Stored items
Start of Block

PR #439, opened 2020-03-20
[BPK-3693] Improve mask behaviour

shaundon:
`tinymask` sometimes formats things strangely when they contain special characters. For example:

```
const maskInstance = new tinymask('9999-9999');

// Works as expected.
maskInstance.mask('01234567') // 0123-4567
maskInstance.mask('0123-456') // 0123-456

// WTF?
maskInstance.mask('012-456') // 012 
```

This manifests in the component in the GIF you see below - when you remove a character from certain places in the string, `tinymask` reformats it and some of the characters disappear.

This PR fixes this by sanitising masked values before they're given to `tinymask`. I've also added a test for it, and made the example in our storybook make use of `useState` to make it shorter.

## Before fix
before-fix

## After fix
after-fix

### DIFF
--- a/lib/bpk-component-text-input/src/BpkTextInput-test.common.js
+++ b/lib/bpk-component-text-input/src/BpkTextInput-test.common.js
@@ -183,6 +183,17 @@ const commonTests = () => {
         expect(testRenderer.toJSON()).toMatchSnapshot();
       });
 
+      it('should mask correctly when given an unusual value to mask', () => {
+        /* The value here simulates entering '1234-5678', then cursoring back
+          and removing the '3'. It should be correctly re-masked to make '1245-678'.
+        */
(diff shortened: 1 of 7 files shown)


lib/bpk-component-text-input/src/BpkTextInput-test.common.js
```diff
@@ -183,6 +183,17 @@ const commonTests = () => {
         expect(testRenderer.toJSON()).toMatchSnapshot();
       });
 
+      it('should mask correctly when given an unusual value to mask', () => {
```
tiagoengel: Can we add a test for the `*` case and also a mask containing `A` or `S`?

tiagoengel:
Too late I guess 😅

End of Block

— Your instructions —
Find all the lines with "maskInstance" in the data and copy them.

— Answer to the problem —
const maskInstance = new tinymask('9999-9999');
maskInstance.mask('01234567') // 0123-4567
maskInstance.mask('0123-456') // 0123-456
maskInstance.mask('012-456') // 012 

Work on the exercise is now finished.